What did BioMarin (BMRN) pay to acquire Amicus Therapeutics?

BioMarin acquired Amicus Therapeutics in an all-cash transaction for $14.50 per share, valuing Amicus’ equity at approximately $4.8 billion. Each outstanding Amicus common share was cancelled and converted into the right to receive the $14.50 cash consideration at closing.

How did BioMarin (BMRN) finance the Amicus acquisition?

BioMarin financed the Amicus deal using new senior secured credit facilities, previously issued 5.500% Senior Notes due 2034, and cash on hand. The new debt includes a $2.0 billion Term Loan B, a $800.0 million Term Loan A, and an undrawn $600.0 million revolver.

What products does BioMarin (BMRN) gain through the Amicus acquisition?

Through acquiring Amicus, BioMarin adds two rare‑disease treatments to its commercial portfolio: Galafold for Fabry disease and Pombiliti + Opfolda for late‑onset Pompe disease.
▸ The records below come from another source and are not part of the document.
PR #28, opened 2021-03-25
Support passing values to HelmReleases

### LINKED ISSUE #3: I can customize the values of my profile with a helm values file
When deploying a Helm chart from a profile, I want to be able to provide configuration for the deployed chart.

```yaml
apiVersion: ...
kind: ProfileSubscription
spec:
   profileURL: https://github.com/testing/testing.git
   values: # This should be taken from the config for the Nginx chart and applied to the HelmRelease
      foo: value1
      bar:
      baz: value2
      oof:
      - item1
      - item2
   valuesFrom:
   - configMapKeyRef:
       # Name of the config map
       name: default-values  # mandatory
       # Namespace of the config map
       namespace: my-ns      # optional; defaults to HelmRelease namespace
       # Key in the config map to get the values from
       key: values.yaml      # optional; defaults to values.yaml
       # If set to true successful retrieval of the values file is no
       # longer mandatory
       optional: false       # optional; defaults to false

  
```

This should work in Fluxv2.

Documentation for configuring HelmReleases https://github.com/fluxcd/helm-controller/blob/main/docs/spec/v2beta1/helmreleases.md#values-overrides

This is not concerned with Secrets or ConfigMaps, if a value is exposed by the Helm chart, this can configure it.

cPu1:
### Description

Allows passing values to a `HelmRelease` by specifying the values in a `ProfileSubscriptionSpec` via the `Values` and `ValuesFrom` fields. 

Closes #3 

TODO:
- [x] Add tests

BioMarin also gains U.S. rights to DMX‑200, an investigational Phase 3 candidate for focal segmental glomerulosclerosis.

What financial covenants apply to BioMarin’s new credit agreement?

The credit agreement requires BioMarin to maintain a Total Net Leverage Ratio not exceeding 3.50 to 1.00, with a temporary increase to 4.00 to 1.00 for certain acquisitions, and an Interest Coverage Ratio of at least 3.00 to 1.00, tested each fiscal quarter-end.
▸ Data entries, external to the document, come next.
Issue #25, opened 2021-03-25
Show profile details from a catalog


bigkevmcd:
**What feature/behavior/change do you want?**

Show profile details

```
$ pctl show weaveworks/nginx-ingress --catalog-url foo-bar.com
Version: 1.10.1
Catalog: weaveworks (https://github.com/weaveworks/profiles)
URL: https://github.com/weaveworks/nginx-profile
Prerequisites: Kubernetes 1.18+
Description: NGINX Ingress Controller
Maintainer: WeaveWorks <gitops@weave.works>
```

**Why do you want this feature?**

Before installing a profile, I want to make sure that it will work with my cluster and that it provides what I expect.

PR #46, opened 2021-04-06
Add get endpoint to catalog url

Callisto13:
### Description

Part of https://github.com/weaveworks/profiles/issues/25.

This one needs to be merged ahead of the other side of this (https://github.com/weaveworks/pctl/pull/8), but both can be reviewed now.

### Checklist


api/v1alpha1/profilecatalogsource_types.go
```diff
@@ -31,6 +31,22 @@ type ProfileDescription struct {
 	Name string `json:"name,omitempty"`
 	// Profile description
 	Description string `json:"description,omitempty"`
+	// Version
+	// +optional
+	Version string `json:"version,omitempty"`
+	// Catalog is the name of the catalog the profile is listed in
+	// TODO necessary?
+	// +optional
+	Catalog string `json:"catalog,omitempty"`
```
bigkevmcd, line 40: We can work this out from the CatalogSource?

Callisto13: oh yeh we can get from the metadata, totally meant to do that!

pkg/catalog/export_test.go
```diff
@@ -0,0 +1,7 @@
+package catalog
+
+import "github.com/weaveworks/profiles/api/v1alpha1"
```
bigkevmcd, line 3: Not sure why this is in a test file `_test.go`?

Callisto13: Ah this is a good question.

So depending on who you ask, this is either a "valid testing pattern" or "total egregious hack". Basically by creating a `_test.go` file that is _not_ in a `_test` package, you can manipulate things like private fields as needed for testing, saving you having to make them exposed for just that purpose.

Honestly this is a convention I am still deciding whether I like or not, my gut leans towards the "egregious hack" camp, but I am happy to try it out 🤷‍♀️ .

@aclevername may also have some opinions on this.

bigkevmcd: I get how it works, and I'm trying to work out why `.profiles` can't be exported?

In any case, this feels like it's for testing state, rather than behaviour?

aclevername: Yeah this is something that they use in the standard libraries for testing, mainly to expose private fields, [example](https://golang.org/src/math/export_test.go). Its quite handy in keeping your codes public exposure, rather than making a private field public *just* for testing you can use this functionality and keep it private. We use this elsewhere in profiles as well, for example injecting the fake httpClient https://github.com/weaveworks/profiles/blob/9734639f24ecd4dbbe9bc071235a4279ee285f60/pkg/git/export_test.go#L1-L5

pkg/api/api.go
```diff
@@ -35,3 +37,15 @@ func (a *API) ProfilesHandler(w http.ResponseWriter, r *http.Request) {
 		panic(err)
 	}
 }
+
+func (a *API) ProfileHandler(w http.ResponseWriter, r *http.Request) {
+	profileName := mux.Vars(r)["name"]
+	out, err := json.Marshal(a.profileCatalog.Show(profileName))
```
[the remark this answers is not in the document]
Callisto13: oh yeh that's neater, thanks 👍

pkg/catalog/export_test.go
bigkevmcd: I don't think it needs to be exposed at all?

I think you can test the _behaviour_ ?

Callisto13: Ah right, I didn't see what you were asking. I'll look at the test again

api/v1alpha1/profilecatalogsource_types.go
Callisto13: as noted out of band - i am going to do this in a separate PR as it has revealed some weirdness with adding more than one catalog, and i want to unblock other work

README.md
```diff
@@ -10,7 +10,10 @@ Gitops native package management
 1. deploy an example catalog `kubectl apply -f examples/profile-catalog-source.yaml`
 
 1. To query the catalog API run `kubectl -n profiles-system port-forward <profiles-controller-pod-name> 8000:8000` to enable access to the API and use
-[pctl](https://github.com/weaveworks/pctl) to query, for example: `pctl search --catalog-url http://localhost:8000 <profile-name>`
+[pctl](https://github.com/weaveworks/pctl) to query, for example: `pctl --catalog-url http://localhost:8000 show <search-string>`
+
+1. To see more details on a specific Profile in the catalog, use
+[pctl](https://github.com/weaveworks/pctl): `pctl --catalog-url http://localhost:8000 show <profile-name>`
```
aclevername, line 16: same nit as in https://github.com/weaveworks/pctl/pull/8 lets use the environment variable for CATALOG_URL, makes it eaisier to read :smile:

api/v1alpha1/profilecatalogsource_types.go
Callisto13: nvm did it anyway

pkg/api/api.go
```diff
@@ -21,17 +22,24 @@ func New(profileCatalog *catalog.Catalog) API {
...
+
+func (a *API) ProfileHandler(w http.ResponseWriter, r *http.Request) {
+	profileName := mux.Vars(r)["name"]
+	marshalResponse(w, a.profileCatalog.Get(profileName))
+}
+
+func marshalResponse(w http.ResponseWriter, v interface{}) {
+	w.Header().Set("Content-Type", "application/json")
+	if err := json.NewEncoder(w).Encode(v); err != nil {
+		log.Printf("failed to encode response: %s", err)
```
aclevername, line 43: shall we change the return code if we fail to encode the response?

pkg/catalog/catalog_test.go
```diff
@@ -8,15 +8,52 @@ import (
...
+
+	Context("Get", func() {
+		BeforeEach(func() {
+			profiles := []v1alpha1.ProfileDescription{{Name: "foo"}, {Name: "bar"}, {Name: "alsofoo"}}
+			c.Add(catName, profiles...)
+		})
+
+		It("returns the requested profile", func() {
+			Expect(c.Get("foo")).To(Equal(
+				v1alpha1.ProfileDescription{Name: "foo", Catalog: catName},
```
aclevername, line 56: should this all be in 1 test with `By("")s`? It feels icky that the contexts are all cross-testing each other, e.g. if I  break `add` it also breaks `get` and `show`

Callisto13: Yeh you are right, definitely not nice 👍

pkg/api/api.go
Callisto13: 🤔  do you mean like:

```go
w.Header().Set("Content-Type", "application/json")
encoder := json.NewEncoder(w)
if err := encoder.Encode(v); err != nil {
  w.WriteHeader(500) // whatever
  if err := encoder.Encode(someErrorTypeThing); err != nil {
    log.Printf("failed to encode error setting thing: %s", err)
  }
  log.Printf("failed to encode response: %s", err)
}
```

i feel logging should be enough, not sure if failing to encode is a thing which happens easily

aclevername: I just mean adding the `w.WriteHeader(500)`. otherwise we return a `200` even though we've failed to write the response, producing a weird behaviour for the consumer of the API

Callisto13: oh so just like: 

```go
w.Header().Set("Content-Type", "application/json")
if err := json.NewEncoder(w).Encode(v); err != nil {
  w.WriteHeader(500)
  log.Printf("failed to encode response: %s", err)
}
```

aclevername: yeah

pkg/api/api_test.go
```diff
@@ -5,10 +5,11 @@ import (
 	"net/http/httptest"
 	"net/url"
 
+	"github.com/gorilla/mux"
 	. "github.com/onsi/ginkgo"
 	. "github.com/onsi/gomega"
 
-	profilesv1 "github.com/weaveworks/profiles/api/v1alpha1"
+	"github.com/weaveworks/profiles/api/v1alpha1"
```
aclevername, line 12: bad merge? I think we want `profilesv1` :smile:

pkg/catalog/catalog.go
```diff
@@ -3,6 +3,7 @@ package catalog
 import (
 	"strings"
 
+	"github.com/weaveworks/profiles/api/v1alpha1"
 	profilesv1 "github.com/weaveworks/profiles/api/v1alpha1"
```
aclevername, line 7: duplicates

pkg/catalog/catalog.go
```diff
@@ -29,5 +33,17 @@ func (c *Catalog) Search(name string) []profilesv1.ProfileDescription {
 			profiles = append(profiles, p)
 		}
 	}
+
```
aclevername, line 36: did you want fix the `strings.Contains` to fail if `name` is empty string? Unrelated to the PR, but spotted during testing get :wink:

aclevername (approved):
LGTM, couple imports need fixing and 1 nit :smile:

pkg/api/api_test.go
Callisto13: ugh that merge was crap

pkg/catalog/catalog.go
Callisto13: should we fail or just return nothing?

Callisto13: meh will do it later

When will BioMarin (BMRN) update its 2026 financial guidance after the Amicus deal?

BioMarin expects to provide updated fiscal 2026 guidance during its first quarter earnings call on May 4, 2026. This update is intended to reflect the impact of the completed Amicus acquisition and associated financing on its financial outlook.